* **Directions**
Each line from the one containing "mimoo, line 176: what" to the final line of the listing below must be transcribed exactly; all others are left out.

■ ■ ■ ■

PR #11441, opened 2022-07-05
Absorb previous challenge commitments at start of proving / verification

mrmr1993:
This PR updates the proof-systems submodule (via https://github.com/o1-labs/proof-systems/pull/670) to absorb the previous challenge commitments at the beginning of proving and verification.

This change makes it sound to use Kimchi independent of the pickles library.

Checklist:

### DIFF
--- a/src/lib/crypto/kimchi_bindings/wasm/src/oracles.rs
+++ b/src/lib/crypto/kimchi_bindings/wasm/src/oracles.rs
@@ -93,8 +93,8 @@ macro_rules! impl_oracles {
             {
                 fn from(ro: RandomOracles<$F>) -> Self {
                     Self {
-                        joint_combiner_chal: ro.joint_combiner.map(|x| x.0.0.into()),
-                        joint_combiner: ro.joint_combiner.map(|x| x.1.into()),
+                        joint_combiner_chal: ro.joint_combiner.as_ref().map(|x| x.0.0.into()),
+                        joint_combiner: ro.joint_combiner.as_ref().map(|x| x.1.into()),
                         beta: ro.beta.into(),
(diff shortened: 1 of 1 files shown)


src/lib/pickles/step_verifier.ml
```diff
@@ -461,6 +461,12 @@ struct
         let sample () = squeeze_challenge sponge in
         let sample_scalar () = squeeze_scalar sponge in
         let open Plonk_types.Messages.In_circuit in
+        let without = Type.Without_degree_bound in
+        let absorb_g gs = absorb sponge without gs in
+        let sg_old : (_, Wrap_hack.Padded_length.n) Vector.t =
+          Wrap_hack.Checked.pad_commitments sg_old
```
mimoo, line 467: I suggest a comment on what's happening here. IIUC we're adding dummy `sg` in this vector to make it of size 2. I'm guessing it is because the maximum number of proofs we're verifying is 2. The generation of the dummy is puzzling though, why deterministically generate them from a random value instead of using something like `(0, 0)`?

src/lib/pickles/step_verifier.ml
```diff
@@ -461,6 +461,12 @@ struct
...
+        in
+        Vector.iter ~f:(absorb sponge PC) sg_old ;
```
mimoo, line 469: wondering why the Inner_curve is renamed PC

src/lib/pickles/step_verifier.ml
mimoo: probably a good idea to rename `sg_old` here to reflect that it's a vector. Perhaps `prev_commits`

mimoo (approved):
LGTM

PR #11442, opened 2022-07-05
Check prev_challenges length in kimchi

mrmr1993:
This PR builds upon #11441, updating the proof-systems submodule via https://github.com/o1-labs/proof-systems/pull/671 to check the number of previous challenges in the prover and verifier.

This is part of the work to make Kimchi sound when used apart from the Pickles library.

Checklist:

- [ ] Modified the current draft of release notes with details on what is completed or incomplete within this project
- [ ] Document code purpose, how to use it
  - Mention expected invariants, implicit constraints
- [ ] Tests were added for the new behavior
  - Document test purpose, significance of failures
  - Test names should reflect their purpose
- [ ] All tests pass (CI will check this if you didn't)
- [ ] Serialized types are in stable-versioned modules
- [ ] Does this close issues? List them

PR #11443, opened 2022-07-05
Update kimchi and pickles to absorb prev challenges evaluations

mrmr1993:
This PR builds upon https://github.com/MinaProtocol/mina/pull/11442, updating the proof-systems submodule via https://github.com/o1-labs/proof-systems/pull/672 to absorb the previous challenge evaluations before sampling the IPA challenges.

This is part of the work to make Kimchi sound when used apart from the Pickles library.

Checklist:


src/lib/pickles/verify.ml
```diff
@@ -148,31 +148,49 @@ let verify_heterogenous (ts : Instance.t list) =
           in
           (absorb sponge, squeeze)
         in
```
mimoo, line 150: btw I'm trying to understand what this function does. It's called `verify_heterogenous`, so I assume it's shared between both circuits, but if this is the case why does it uses Tick only?

src/lib/pickles/verify.ml
```diff
@@ -148,31 +148,49 @@ let verify_heterogenous (ts : Instance.t list) =
...
+           squeeze sponge
+         in
+         absorb sg_eval_digest ;
+         absorb evals.ft_eval1 ;
+         let xs = Plonk_types.Evals.to_absorption_sequence evals.evals.evals in
+         let x1, x2 = evals.evals.public_input in
+         absorb x1 ;
+         absorb x2 ;
+         List.iter xs ~f:(fun (x1, x2) ->
+             Array.iter ~f:absorb x1 ; Array.iter ~f:absorb x2 ) ) ;
```
mimoo, line 181: It'd be nice to add comments on what's going on

src/lib/pickles/verify.ml
```diff
@@ -148,31 +148,49 @@ let verify_heterogenous (ts : Instance.t list) =
...
-          let xs = Plonk_types.Evals.to_absorption_sequence evals.evals.evals in
-          let x1, x2 = evals.evals.public_input in
-          absorb x1 ;
-          absorb x2 ;
-          List.iter xs ~f:(fun (x1, x2) ->
-              Array.iter ~f:absorb x1 ; Array.iter ~f:absorb x2 ) ) ;
+        let old_bulletproof_challenges =
+          Vector.map ~f:Ipa.Step.compute_challenges
+            statement.pass_through.old_bulletproof_challenges
+        in
```
mimoo, line 154: my understanding of this ^ is that we convert each challenge in the old_bulletproof_challenges (not sure what the type is, it seems to be generic) into another scalar using the endomorphism

src/lib/pickles/verify.ml
```diff
@@ -148,31 +148,49 @@ let verify_heterogenous (ts : Instance.t list) =
...
+        let sg_evals1, sg_evals2 =
+          let challenge_polys =
+            let vec =
+              Vector.map
+                ~f:(fun chals ->
+                  unstage (Wrap.challenge_polynomial (Vector.to_array chals)) )
+                old_bulletproof_challenges
+            in
```
mimoo, line 162: I'm not sure I understand why the b_poly is returned as a vec

src/lib/pickles/verify.ml
```diff
@@ -148,31 +148,49 @@ let verify_heterogenous (ts : Instance.t list) =
...
+            fun pt -> Vector.map vec ~f:(fun f -> f pt)
+          in
+          (challenge_polys zeta, challenge_polys zetaw)
+        in
```
mimoo, line 166: this ^ computes the b_poly from the challenges (not sure why it's called `challenge_polys` and not `challenge_poly`, and then evaluate it at `zeta` and `zetaw`

mimoo: I think something like that would be clearer:

```ocaml
(* compute the b_poly polynomial from the challenges *)
let challenge_poly = 
  let f chals =
    unstage (Wrap.challenge_polynomial (Vector.to_array chals)) 
  in
  Vector.map ~f old_bulletproof_challenges
in

(* evaluate the b_poly polynomial at zeta and zeta * omega *)
let eval_b_poly pt = Vector.map challenge_poly ~f:(fun f -> f pt) in
let sg_evals1 = eval_b_poly zeta in
let sg_evals2 = eval_b_poly zetaw in
```

src/lib/pickles/verify.ml
```diff
@@ -148,31 +148,49 @@ let verify_heterogenous (ts : Instance.t list) =
...
+        (let sg_eval_digest =
+           let open Tick_field_sponge.Field in
+           let sponge = create Tick_field_sponge.params in
+           Vector.iter2 sg_evals1 sg_evals2 ~f:(fun sg_eval1 sg_eval2 ->
+               absorb sponge sg_eval1 ; absorb sponge sg_eval2 ) ;
+           squeeze sponge
+         in
```
mimoo, line 173: I have a hard time understanding why we create an internal sponge at this point as an optimization, might be good to write an explainer on that somewhere (hackmd, minabook, etc.)

src/lib/pickles/verify.ml
```diff
@@ -148,31 +148,49 @@ let verify_heterogenous (ts : Instance.t list) =
...
+         absorb sg_eval_digest ;
+         absorb evals.ft_eval1 ;
+         let xs = Plonk_types.Evals.to_absorption_sequence evals.evals.evals in
```
mimoo, line 176: what is this `evals.evals.evals` :D ??

src/lib/pickles/verify.ml
mimoo, line 181: it'd be nice to add comments on what is going on

src/lib/pickles/verify.ml
mimoo: (also, I'm not sure I understand the need to use endomorphism here, might be good to have an explainer on that too)

mimoo (approved):
nice!

src/lib/pickles/verify.ml
mrmr1993: It's called `verify_heterogeneous` because we verify proofs with multiple different verification keys  etc. all at once. We're always verifying a wrap proof here.

src/lib/pickles/verify.ml
mrmr1993: It's the coefficients of `b_poly`.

■ ■ ■ ■

* **Result**
mimoo, line 176: what is this `evals.evals.evals` :D ??

src/lib/pickles/verify.ml
mimoo, line 181: it'd be nice to add comments on what is going on

src/lib/pickles/verify.ml
mimoo: (also, I'm not sure I understand the need to use endomorphism here, might be good to have an explainer on that too)

mimoo (approved):
nice!

src/lib/pickles/verify.ml
mrmr1993: It's called `verify_heterogeneous` because we verify proofs with multiple different verification keys  etc. all at once. We're always verifying a wrap proof here.

src/lib/pickles/verify.ml
mrmr1993: It's the coefficients of `b_poly`.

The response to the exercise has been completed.